Looking for a diploma topic in (micro)biology?
If you're a (micro)biology student interested in environmental aspects but with a good deal of molecular biology, we might be able to offer you a few exciting topics. If you are interested, please come and discuss with us. Contact: Jan Roelof van der Meer.
Evolution of Catabolic Pathways
ICEclc is a conjugative DNA element that is normally integrated in the chromosome of its host bacterium Pseudomonas knackmussii. Transfer is only initiated in a few percent of cells during stationary phase, which we have called 'transfer competent' cells. The formation of transfer competence is thought to be the consequence of a 'bistable' decision (i.e., cells in a population follow two different processes: active transfer or no transfer at all). Cells that follow the transfer process express several promoters on ICEclc simultaneously, whereas those promoters are silent in other cells. Interestingly, these promoters are also silent in other Pseudomonas species that do not have ICEclc. The main goal of the project is to better understand how bistability is generated and, in particular, to find possible sequence features in bistable promoters that may determine bistability.

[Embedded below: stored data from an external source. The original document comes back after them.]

PR #2483, opened 2026-04-21
auxflash-server: validate slot index to prevent out-of-bounds writes

evan-oxide:
Before, you could try to write (or read) a slot index higher than the number of slots. If there was extra unused space on the flash chip past the slots, this bug would presumably let you write to the unused space. The grapefruit I tested on doesn't have unused space, so it reported a `QspiTransferError`. Now with the bounds check added, it reports `InvalidSlot` instead.

This would also have been fixed by https://github.com/oxidecomputer/hubris/pull/2296


mkeeter (approved):
🎉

1) Visualization of a conjugative machinery involved in horizontal gene transfer
Horizontal gene transfer is one of the most fascinating evolutionary processes among prokaryotes, by which genes can be exchanged between species. Rapid adaptation of bacteria, to for example, antibiotic resistance or toxic compound metabolism, are thought to be a major consequence of horizontal gene transfer and selection. Despite the fact that a lot is known on the molecular aspects and the outcomes of horizontal gene transfer, there is very little understanding of the dynamic process itself and how it affects cells which act as the DNA donors. Here we propose to develop a system which may help to visualize DNA donating cells by making a hybrid fluorescent-protein-fusion to a component of the conjugative machinery called VirB4..
The aim of the project is to construct a hybrid fluorescent-protein-VirB4 fusion in Pseudomonas and follow location of the machinery in individual DNA transferring cells.

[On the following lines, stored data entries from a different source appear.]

PR #2485, opened 2026-04-22
Fix multi-region reads in dumps

mkeeter:
While testing unrelated code, I noticed that reading a particular variable over the network failed.  I switched to `humility readmem`, and ran into the same issue:

```
➜  hubris jj:(zuuk) h readmem 0x24021f70
humility: connecting to fe80::c1d:8cff:fec0:e207%28
humility readmem failed: 0x24021f70 can't be read via the archive or over the network

Caused by:
    dump agent failed: invalid response: Err(BadSegmentAdd)
```

Suspiciously, the buffer in question spans multiple MPU regions:
```
0x080057a8 0x24021a00 - 0x24021bff     512 rw---- 5  packrat
0x080057bc 0x24021c00 - 0x24021fff    1KiB rw---- 5  packrat
0x080057d0 0x24022000 - 0x24023fff    8KiB rw---- 5  packrat
```

It turns out that this is the userland equivalent of #1674: `jefe` checks to see if a read was contained within a single MPU region, but would reject reads which span multiple regions (even if they're contiguous and owned by the same task).

In this PR, I rely on the fact that region descriptors are sorted by base address to incrementally check for overlaps.  I also add some documentation about `get_task_dump_region`'s behavior and guarantees: it's got special behavior for the 0th region, which may not be sorted*

*usually, kernel memory is below task memory, but now that we can put tasks in `dtcm`, that's not always true!

### DIFF
--- a/doc/kipc.adoc
+++ b/doc/kipc.adoc
@@ -260,6 +260,13 @@ the dump region index.  If the dump region index is equal to or greater
 than the number of dump regions for the specified task, `None` will
 be returned.
 
+Passing a dump region of 0 returns the task's descriptor in kernel memory, and
+will always return `Some(..)` (for a valid task).  Subsequent regions are
+guaranteed to be sorted by (ascending) base address.
+
+CAUTION: The descriptor region may not be sorted with respect to other regions;
+kernel memory may be either above or below task memory.
+
 === `read_task_dump_region` (7)
 
 For a given task and task dump region, this will read the specified region and
--- a/task/jefe/src/dump.rs
+++ b/task/jefe/src/dump.rs
@@ -261,7 +261,7 @@ pub fn dump_task(base: u32, task: usize) -> Result<u8, DumpAgentError> {
         // regions in a task) -- but could become so if these numbers become
         // larger.
         //
-        let Some(region) = kipc::get_task_dump_region(task, ndx) else {
+        let Some(region) = kipc::get_task_dump_region_raw(task, ndx) else {
             break;
         };
         if in_dump_area(region.base, region.size) {
@@ -323,9 +323,8 @@ pub fn dump_task_region(
     let mem = start..end;
     let mut okay = false;
 
-    // The kernel descriptor is always dump region 0, which is always valid to
-    // read (and can therefore be unwrapped).
-    let desc = kipc::get_task_dump_region(task, 0).unwrap_lite();
+    // Get the task descriptor region (in kernel memory)
+    let desc = kipc::get_task_desc_region(task);
     // Note: we implicitly trust kipc won't give us a region that wraps,
     // unlike untrusted user data from the request that we checked above.
     let desc_region = desc.base..desc.base + desc.size;
@@ -342,7 +341,8 @@ pub fn dump_task_region(
         // Note: we also implicitly trust that kipc gives us regions which are
         // in sorted order by base address.
         let mut mem = start..end;
-        for ndx in 1..=usize::MAX {
+        let mut started = false;
+        for ndx in 0..=usize::MAX {
             // This is Accidentally Quadratic; see the note in `dump_task`
             let Some(region) = kipc::get_task_dump_region(task, ndx) else {
                 break;
@@ -358,13 +358,17 @@ pub fn dump_task_region(
             let region = region.base..region.base + region.size;
             if region.contains(&mem.start) {
                 mem.start = region.end.min(mem.end);
+                started = true;
                 if mem.start == mem.end {
                     okay = true;
                     break;
                 }
-            } else if region.start > mem.start {
-                // If we are beyond the start of our `mem` region, then there
-                // are no more overlaps and we can bail out immediately.
+            } else if region.start > mem.start
+                || (started && region.start < mem.start)
+            {
+                // If we are beyond the start of our `mem` region (or have
+                // started overlapping but this region does not overlap), then
+                // there are no more overlaps and we can bail out immediately.
                 break;
             }
         }
--- a/task/jefe/src/dump.rs
+++ b/task/jefe/src/dump.rs
@@ -247,25 +247,11 @@ pub fn dump_task(base: u32, task: usize) -> Result<u8, DumpAgentError> {
 
     let area = dump_task_setup(base, DumpTaskContents::SingleTask)?;
 
-    for ndx in 0..=usize::MAX {
-        //
-        // We need to ask the kernel which regions we should dump for this
-        // task, which we do by asking for each dump region by index.  Note
-        // that get_task_dump_region is O(#regions) -- which makes this loop
-        // quadratic: O(#regions * #dumpable).  Fortunately, these numbers are
-        // very small: the number of regions is generally 3 or less (and -- as
-        // of this writing -- tops out at 7), and the number of dumpable
-        // regions is generally just one (two when including the task TCB, but
-        // that's constant time to extract).  So this isn't as bad as it
-        // potentially looks (and boils down to two iterations over all
-        // regions in a task) -- but could become so if these numbers become
-        // larger.
-        //
-        let Some(region) = kipc::get_task_dump_region_raw(task, ndx) else {
-            break;
-        };
+    // Helper function to add a region to the dump
+    let add_dump_region = |region: abi::TaskDumpRegion| {
+        // Skip regions which are in the space used for raw dump data
         if in_dump_area(region.base, region.size) {
-            continue;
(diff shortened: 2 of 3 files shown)


task/jefe/src/dump.rs
```diff
@@ -323,24 +323,50 @@ pub fn dump_task_region(
...
+        // `mem.start` as we find overlaps within the task dump regions. If
+        // `mem` becomes empty, then we know that it is valid (because the
+        // entire `mem` region has overlapped with task dump regions).
+        //
+        // Note: we also implicitly trust that kipc gives us regions which are
+        // in sorted order by base address.
+        let mut mem = start..end;
+        for ndx in 1..=usize::MAX {
+            // This is Accidentally Quadratic; see the note in `dump_task`
+            let Some(region) = kipc::get_task_dump_region(task, ndx) else {
```
jamesmunns, line 354: nit/out of scope refactor suggestion: It feels like we probably could stand to have a helper for "iterate over dump regions", to avoid manual calls like this. It would be neat to be able to do:

```rust
for region in kipc::iter_task_dump_regions(task).skip(1) {
  // ...
}
```

task/jefe/src/dump.rs
```diff
@@ -323,24 +323,50 @@ pub fn dump_task_region(
...
+                mem.start = region.end.min(mem.end);
+                if mem.start == mem.end {
+                    okay = true;
+                    break;
+                }
+            } else if region.start > mem.start {
+                // If we are beyond the start of our `mem` region, then there
+                // are no more overlaps and we can bail out immediately.
+                break;
+            }
```
jamesmunns, line 380: Misc perf nit: it might be worth tracking if we've STARTED matching on items, and bail here if `started && region.start < mem.start`, because then we've found non-continugous overlaps

Assuming:

* region(1): 0x1000..0x2000
* region(2): 0x3000..0x4000

And the user asked to dump `0x1000..0x3800`, currently I think they would never get `okay = true` because we'd take `0x1000..0x2000`, leaving `0x2000..0x3800`, but then `0x3000..0x4000` doesn't `contains` `0x2000`, but then we keep iterating over all remaining regions.

This could probably also be:

```rust
} else if (region.start != start) && region.start < mem.start {
    break;
}
```

task/jefe/src/dump.rs
```diff
@@ -323,24 +323,50 @@ pub fn dump_task_region(
...
+        // Otherwise, iterate over task regions.   We will start with `mem`
+        // representing the full memory range to be dumped, then adjust
+        // `mem.start` as we find overlaps within the task dump regions. If
+        // `mem` becomes empty, then we know that it is valid (because the
+        // entire `mem` region has overlapped with task dump regions).
+        //
+        // Note: we also implicitly trust that kipc gives us regions which are
+        // in sorted order by base address.
+        let mut mem = start..end;
+        for ndx in 1..=usize::MAX {
```
jamesmunns: Just checking, we DO allow dump requests that span multiple task ranges, but NOT one that spans the kernel and one or more task ranges? If this isn't for a specific reason: why do we need the first `if` block at all, and could this just be covered by `for ndx in 0..=usize::MAX`?

jamesmunns (approved):
Some notes, but I also admit to not fully understanding what makes this change somewhat spicy :)

task/jefe/src/dump.rs
jamesmunns: > it's got special behavior for the 0th region, which may not be sorted*

Oh, I missed that in the PR description, let me see again if I missed that in the docs, otherwise this might be worth putting there.

jamesmunns: Oh, my eyes glossed over the *two* other places you mentioned this. It might be worth mentioning this explicitly here again (for folks like myself that are oblivious outside local context, apparently), but you've definitely covered your bases. :D

mkeeter: I decided to make this more obvious by splitting the `userlib` functions into
- `fn get_task_desc_region(task_id: usize) -> TaskDumpRegion` (infallible, no index)
- `fn get_task_dump_region(task_id: usize, region_id: usize) -> Option<TaskDumpRegion>` (fallible, 0-indexed, sorted)

This means that users don't have to remember that index 0 is special at the raw KIPC layer; the raw KIPC wrapper is renamed to `get_task_dump_region_raw`.

task/jefe/src/dump.rs
mkeeter: Seems reasonable!  N is small here (which is why we don't mind quadratic behavior), but also has a context switch into the kernel, so I support cheap early-exit optimizations.

doc/kipc.adoc
evan-oxide, line 259: What is a "dump region" and how does it relate to an MPU region? How/where are a task's dump regions defined? What's a "dump area"?

doc/kipc.adoc
```diff
@@ -260,6 +260,13 @@ the dump region index.  If the dump region index is equal to or greater
 than the number of dump regions for the specified task, `None` will
 be returned.
 
+Passing a dump region of 0 returns the task's descriptor in kernel memory, and
```
evan-oxide, line 263: I'm confused. It sounds like this is a new feature, and now you need to pass different region indices to `GetTaskDumpRegionRequest` than before. But I don't see any change to the kernel's implementation of `get_task_dump_region`...

evan-oxide (commented):
Some questions before I keep reviewing

doc/kipc.adoc
mkeeter: "MPU region" is any memory region configured by the MPU for a task, which includes RAM, flash, peripherals, etc.

"Dump region" is vaguely defined as "a region that can / should be included in a RAM dump for that task".  In practice, this is (1) the task's descriptor in kernel RAM and (2) [writable, non-device](https://github.com/oxidecomputer/hubris/blob/ba49711e69234a3f3562da5e5c65bede2776fc3d/sys/kern/src/descs.rs#L127-L132) memory regions assigned to that task

doc/kipc.adoc
mkeeter: You're correct that nothing has changed; this is just documenting existing behavior to make it explicit!

task/jefe/src/dump.rs
evan-oxide: It feels confusing and error-prone to have the two `get_task_dump_region` and `get_task_dump_region_raw` functions that are both used by jefe but have `region` index args that are off by 1. Some alternate ideas:
- Have the only two userlib functions be `get_task_dump_region` (which does `GetTaskDumpRegionRequest(region+1)`) and `get_task_desc_region` (which does `GetTaskDumpRegionRequest(0)`). Then userspace has one consistent definition for the region index, though it's still off-by-one from the kernel's definition.
- Split them up into two syscalls: `GetTaskDumpRegionRequest` and `GetTaskDescriptorRegionRequest`. Then both userspace and the kernel would agree that dump region indices start at 0 and descriptor regions are something separate.

Sorry if we're doing the thing where a new person gets confused by code and requests silly refactors, even though it would be perfectly clear to someone who had worked here for more than a month.

mkeeter: That's reasonable – I had kept `get_task_dump_region_raw` public because I didn't want to duplicate code in `dump_task`, but have figured out a way to make that a closure instead (3855b408).  `userlib` now just has the two public functions `get_task_dump_region` and `get_task_desc_region`, with no overlapping functionality (and they both use a private `get_task_dump_region_inner` to actually invoke the syscall).

evan-oxide (approved):

task/jefe/src/dump.rs
```diff
@@ -323,24 +329,54 @@ pub fn dump_task_region(
...
-        };
-
-        if in_dump_area(region.base, region.size) {
-            continue;
-        }
-
-        ringbuf_entry!(Trace::DumpRegion(region));
+    // Get the task descriptor region (in kernel memory)
+    let desc = kipc::get_task_desc_region(task);
+    // Note: we implicitly trust kipc won't give us a region that wraps,
```
cbiffle: smol comment nit: the line of code after this comment includes an overflow check, so it doesn't actually trust that the region won't wrap -- it's checking and panicking.

cbiffle (approved):
This looks generally good, I liked James's suggestions but use your judgment.

task/jefe/src/dump.rs
mkeeter: This was a pre-existing comment, but I tweaked it slightly ("trust" here is used to justify doing an unchecked add).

2) Molecular characterization of the DNA binding properties of a bacterial transcription regulator
Bacterial transcription factors often exert their action by binding to specific regions on the DNA up- or downstream of promoters. DNA binding is therefore a clearcut property to define the role of suspected transcription regulators and their target gene(s).

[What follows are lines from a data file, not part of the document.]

PR #2488, opened 2026-04-23
Add sequencer timeout ereports

mkeeter:
This PR adds two ereport flavors for Cosmo sequencer issues:

- `hw.seq.regs` is a raw dump of the registers, along with a reason why it was produced (MAPO, timeout, or "suddenly we're not in A0")
- `hw.seq.timeout.*` is a family of ereports representing timeouts at each stage of sequencing, along with a diagnosis.  It includes an `Option<u64>` that refers to a `hw.seq.regs` ENA, so that we can also look at raw register values (if the diagnosis is not helpful).

For failure modes other than timeout, this PR doesn't send any additional ereports (just the `hw.seq.regs` value).

Consider this a starting point for brainstorming how we want to organize this data (e.g. one alternative is sending the high-level ereport first, then have the `hw.seq.regs` refer to _it_).

### DIFF
--- a/drv/cosmo-seq-server/src/diagnose.rs
+++ b/drv/cosmo-seq-server/src/diagnose.rs
@@ -102,7 +102,9 @@ pub(crate) struct RegisterDump {
     status: StatusView,
 }
 
+/// Raw registers to be sent as an ereport
 #[derive(Copy, Clone, PartialEq, microcbor::Encode)]
+#[ereport(class = "hw.seq.regs", version = 0)]
 pub(crate) struct RawRegisterDump {
     seq_api_status: u32,
     seq_raw_status: u32,
@@ -115,6 +117,8 @@ pub(crate) struct RawRegisterDump {
     rail_pgs_max_hold: u32,
     sp5_readbacks: u32,
     status: u32,
+
+    reason: DiagnoseReason,
 }
 
 #[derive(Copy, Clone, PartialEq, counters::Count)]
@@ -143,6 +147,7 @@ pub(crate) enum RailIssue {
 #[ereport(class = "hw.seq.timeout.group_a", version = 0)]
 pub(crate) struct GroupATimeoutEreport {
     err: WhyWaitingForGroupA,
+    regs_ena: Option<u64>,
 }
 
 #[derive(Copy, Clone, PartialEq, counters::Count, microcbor::Encode)]
@@ -155,6 +160,7 @@ pub(crate) enum WhyWaitingForGroupA {
 #[ereport(class = "hw.seq.timeout.slp_checkpoint", version = 0)]
 pub(crate) struct SlpCheckpointTimeoutEreport {
     err: WhyWaitingForSlpCheckpoint,
+    regs_ena: Option<u64>,
 }
 
 #[derive(Copy, Clone, PartialEq, counters::Count, microcbor::Encode)]
@@ -171,6 +177,7 @@ pub(crate) enum WhyWaitingForSlpCheckpoint {
 #[ereport(class = "hw.seq.timeout.group_b", version = 0)]
 pub(crate) struct GroupBTimeoutEreport {
     err: WhyWaitingForGroupB,
+    regs_ena: Option<u64>,
 }
 
 #[derive(Copy, Clone, PartialEq, counters::Count, microcbor::Encode)]
@@ -183,6 +190,7 @@ pub(crate) enum WhyWaitingForGroupB {
 #[ereport(class = "hw.seq.timeout.group_c", version = 0)]
 pub(crate) struct GroupCTimeoutEreport {
     err: WhyWaitingForGroupC,
+    regs_ena: Option<u64>,
 }
 
 #[derive(Copy, Clone, PartialEq, counters::Count, microcbor::Encode)]
@@ -196,6 +204,7 @@ pub(crate) enum WhyWaitingForGroupC {
 #[ereport(class = "hw.seq.timeout.power_ok", version = 0)]
 pub(crate) struct PowerOkTimeoutEreport {
     err: WhyWaitingForPowerOk,
+    regs_ena: Option<u64>,
 }
 
 #[derive(Copy, Clone, PartialEq, counters::Count, microcbor::Encode)]
@@ -210,6 +219,7 @@ pub(crate) enum WhyWaitingForPowerOk {
 #[ereport(class = "hw.seq.timeout.reset_l_release", version = 0)]
 pub(crate) struct ResetLReleaseTimeoutEreport {
     err: WhyWaitForResetLRelease,
+    regs_ena: Option<u64>,
 }
 
 #[derive(Copy, Clone, PartialEq, counters::Count, microcbor::Encode)]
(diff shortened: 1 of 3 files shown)


drv/cosmo-seq-server/src/diagnose.rs
```diff
@@ -102,6 +102,25 @@ pub(crate) struct RegisterDump {
     status: StatusView,
 }
 
+/// Raw registers to be sent as an ereport
+#[derive(Copy, Clone, PartialEq, microcbor::Encode)]
+#[ereport(class = "hw.seq.regs", version = 0)]
+pub(crate) struct RawRegisterDump {
+    seq_api_status: u32,
+    seq_raw_status: u32,
```
hawkw, line 110: take it or leave it: i think we could scrape off a couple bytes of ereport if this was:
```rust
seq_status: SeqStatusRegs

// ...

struct SeqStatusRegs {
   api: u32,
   raw: u32,
}
```
since it trades a couple bytes of nested K/V pairs for 11 bytes of repeating `seq_` and `_status` for both fields?

drv/cosmo-seq-server/src/diagnose.rs
```diff
@@ -102,6 +102,25 @@ pub(crate) struct RegisterDump {
...
+    early_power_rdbks: u32,
+    ifr: u32,
+    debug_enables: u32,
```
hawkw, line 113: nit, take it or leave it: could save 2 bytes if this was 
```suggestion
    dbg_enables: u32,
```

drv/cosmo-seq-server/src/diagnose.rs
```diff
@@ -102,6 +102,25 @@ pub(crate) struct RegisterDump {
...
+    power_ctrl: u32,
+    rail_enables: u32,
+    rail_pgs: u32,
+    rail_pgs_max_hold: u32,
```
hawkw, line 117: could save a few bytes if this was like
```rust
    rails: RailRegs,
    // ...
}
    
// ...

struct RailRegs {
    enables: u32,
    pgs: u32,
    pgs_max_hold: u32,
}
```

drv/cosmo-seq-server/src/diagnose.rs
```diff
@@ -102,6 +102,25 @@ pub(crate) struct RegisterDump {
...
+    sp5_readbacks: u32,
+    status: u32,
+
+    reason: DiagnoseReason,
```
hawkw, line 121: part of me wants to say that these should be part of the ereport's class, but...i get why they're not. hm. 🤔

mkeeter:
@hawkw After a little pondering, I'm leaning towards _not_ saving bytes in the `RawRegisterDump` ereport.  Right now, it's a flat array of values with names that match registers in the FPGA; adding fictional hierarchy or renaming registers would make it less obvious.

drv/cosmo-seq-server/src/diagnose.rs
```diff
@@ -102,6 +102,25 @@ pub(crate) struct RegisterDump {
     status: StatusView,
 }
 
+/// Raw registers to be sent as an ereport
+#[derive(Copy, Clone, PartialEq, microcbor::Encode)]
+#[ereport(class = "hw.seq.regs", version = 0)]
```
rmustacc, line 107: This doesn't inherently make sense to me as an ereport class. The class is supposed to be about an event that occurs. A snapshot of registers isn't an event that occurs. This might make sense as something to do, but it feels very much in a different spirit of the illumos FMA design.

drv/cosmo-seq-server/src/diagnose.rs
```diff
@@ -102,6 +102,25 @@ pub(crate) struct RegisterDump {
...
+pub(crate) struct RawRegisterDump {
```
rmustacc, line 108: What is the anticipated stability of this structure? The way that you're phrasing it it seems like this is going to basically be an uncommitted interface. How does the control plane know how to consume and interpret this data? How do we evolve it with changes in the sequence and Hubris code?

drv/cosmo-seq-server/src/diagnose.rs
rmustacc: The reason that this feels weird is because there really are two different things that would happen in FMA traditionally. We would issue an ereport that is about a specific timeout occurrence as one ereport. Then we would issue a **fault** class event that is the diagnosis. Right now hubris is combining the two into one class which is why this feels weird. I think.

Looking more at this, I think another thing that feels a bit off is that it doesn't tell us what the actual root cause or faulty component is, it tells us where we stopped and what the error is, but not necessarily what we should replace or consider the faulty component. Now because almost all of this has a FRU of the mainboad, maybe that makes it less meaningful.

drv/cosmo-seq-server/src/diagnose.rs
```diff
@@ -117,20 +136,34 @@ pub(crate) struct RailStatus {
...
+#[derive(Copy, Clone, PartialEq, counters::Count, microcbor::Encode)]
 pub(crate) enum RailIssue {
     NotEnabled,
     NotPowerGood,
     PowerGoodIntermittent,
 }
 
-#[derive(Copy, Clone, PartialEq, counters::Count)]
+#[derive(Copy, Clone, PartialEq, microcbor::Encode)]
+#[ereport(class = "hw.seq.timeout.group_a", version = 0)]
```
rmustacc, line 147: I feel like all of these variants really want to be a single ereport because that's the actual fact that occurred: we had a timeout. The `Why` part should be a committed enumeration that we are including in that payload.

Notably, the `hw.seq.timeout` as a broad class probably needs to be thought through a bit more. In particular, there are numerous things we sequence across different boards including the T6, Tofino 2, eventually the Versal, etc.

Given the way we've structured the existing CPU ereports, I don't know that a sequencer class makes sense, but we also aren't following the illumos FM structure where every part of the hierarchy adds more payload, so I'm not sure how to come up with better suggestions, but given that this is inherently specific to the SP5 sequencer, a couple bad options are `hw.seq.sp5.timeout`, `hw.cpu.sp5.timeout`, etc.

If we fail to sequence, are timeouts the only way that can happen? Are there other ways that it can fail? I guess put differently how much is the `timeout` an artifact of the design versus representative of a different failure? Are there any other ways it can fail while sequencing other than MAPO?

rmustacc (commented):
Thanks for starting this @mkeeter. I've left a few notes in here focused around the design of the ereports in question. To summarize a few of the notes and it may help to talk live:

* I don't think we should have a separate `hw.seq.regs`.
* I think we need to think a bit more about payload stability and how the control plane will use it.
* I think we want to consolidate the different existing ereports into one for all SP5 sequencing timeouts.
* I think we probably want to think a bit more about class naming and how this fits into the broader picture of sequencer failures.

drv/cosmo-seq-server/src/diagnose.rs
hawkw: I think putting this stuff under the `hw.cpu.sp5` hierarchy feels right to me. I do think we also want to distinguish between failures to sequence that occurs while the system is trying to come up, and some of the other faults we can detect that send a running system _back_ to A2...`timeout` does feel like a bit of an implementation detail, but I haven't thought of a better way to express "we were trying to sequence and couldn't get to A0"...

drv/cosmo-seq-server/src/diagnose.rs
hawkw: I agree that the register dump feels weird and should probably be a blackbox-type thing. We probably want to be saving the register snapshot when the failure occurs, in case the FPGA regs change between when we saw a sequencing failure and when the control plane actually came around to ask for them.

I'm also not sure how we're going to solve the control plane knowing how to decode those registers yet. Since they're coming from the FPGA, they can potentially change a _lot_ across versions...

This project is part of a larger study which focuses on understanding the behavior of a mobile DNA element named ICEclc in Pseudomonas. ICEclc is a curious mobile DNA, which is integrated into the genome of its host, but which can excise in a small proportion of cells during stationary phase. Excised ICEclc can transfer to new recipient cells, where it again integrates. One of the key questions at this point in the larger project is the mode of regulation that decides to "activate" ICEclc excision in some cells but not in (most) others. Previously, we have identified a cluster of three regulatory genes named mfsR-marR-tciR, whose expression is controlled by MfsR itself. Genetic studies further showed that it is likely the TciR protein, which then activates one or more promoters in the ICE that leads to excision. TciR is member of the class of so-called LysR transcription regulators. In order to demonstrate its regulatory role more directly, we would like to study the binding properties of TciR to the DNA of its (suspected) target promoter(s).
The aim of the project is to purify the TciR protein and to study its binding to a set of suspected target promoters from ICEclc.
3) Escaping the bad host? What triggers transfer of a bacterial mobile DNA
Horizontal gene transfer through mobile DNA elements plays a crucial role in shaping genomes and is a key player in bacterial evolution and adaptation. Intriguingly, experimental evidence suggests that mobile DNA elements "react" to the state of the host cell and that cellular damage may trigger subsequent gene transfer.
Our group has been studying a mobile DNA in Pseudomonas named ICEclc, which is normally integrated and silent in the host chromosome, but becomes active in 3-5% of individual cells in stationary phase. Activation starts a cascade of gene expression leading to ICEclc excision and finally conjugative transfer. Interestingly, cells which have been grown on a toxic chlorinated aromatic compound have higher activation rates. We have recently demonstrated that cells in which ICEclc becomes activated show more Reactive Oxygen Species (ROS) than other cells in which ICEclc remains silent. In addition, cells with activated ICEclc are those with on average higher levels of the RpoS sigma factor.
Several hypotheses may explain the ICEclc activation process. In the “bad host hypothesis”, cells which somehow or by chance accumulate ROS are more prone to elicit the ICEclc activation and transfer cascade. ROS may directly trigger ICEclc activation or indirectly may lead to higher levels of the starvation factor RpoS in cells, which then have a higher chance to become transfer proficient. In the alternative hypothesis, all cells are the same and ICEclc activates totally random, independent of any pre-discernable biochemical markers.
The aim of the project is to test the bad host hypothesis and to demonstrate or refute a link between specific biochemical markers appearing in individual cells, and activation of the the ICE. We will first pursue the idea of ROS damage leading directly or indirectly via RpoS to cells activating ICEclc.